When reading it again (thanks for the lint) with a bit distance it feels like a patch that enables leaking the most sensitive information over an unsecured wireless interface. There should be no code that does that in the app. Its hard to audit and physically verify.
In addition the remote transfer would make more sense if the complete wallet (with synced blocks) is exported so it saves me a 30++min wait after i open it. NFC has not enough memory/bandwidth for that imo (1k in smartcard, 10kbs over wireless?). Doing this with a wifi-ap in the remote device may be acceptable.

[jianjunchu]

@jenniferberger Thanks for reply. The NFC reading/writing distance is very short (less than 5 cm),so it 's hard to leak any information. Acturelly there are some similar NFC key storage devices now. see https://www.youtube.com/watch?v=5nOzobRr4kc. And we also have most secure NFC chips (the space wave is encrypted) for the most secure levels. We can use these kind of chip if necessary.

[m2049r]

@jianjunchu after spending over 12 hours with this code and rewriting most of it I still can't figure out what the memory layout of the NFC tags is. On the one hand you have AUTH0/AUTH1 at pages 241/242 and on the other you have the key stored in pages 0x2C-0x2F which is in the middle of where you are storing the viewkey! Also the tag authenticates any(!) key. I could not find any code you have which actually sets the tag's keys.

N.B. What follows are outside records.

PR #79, opened 2017-02-02
Ignore legacy mapper exceptions when there is no database

emodric:
The exception thrown here breaks `composer install` when there is no database, for example, when doing an initial installation of a repo which includes the legacy bridge.

### DIFF
--- a/bundle/LegacyMapper/Configuration.php
+++ b/bundle/LegacyMapper/Configuration.php
@@ -21,6 +21,7 @@ use ezxFormToken;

Please post a spec of the tags used.

Also, I am not really sure what the purpose of the authentication is in this scenario. Unless we create a key from user input it seems pointless, as all devices would have the same code.

[jianjunchu]

@m2049r

1. Sorry , I fixed the writeNewKey method (the original 0x2C-0x2F is for another 144 bytes chip not for this app)
2. Storage area of the NFC chips is show as pic
   
   the more detailed spec will be upload later.
3. I don't write "Set NFC password" code in the UI. Because I don't know where to set the NFC password in the UI. in the right corner menu(above language item) or in wallet popup menu? how do you think?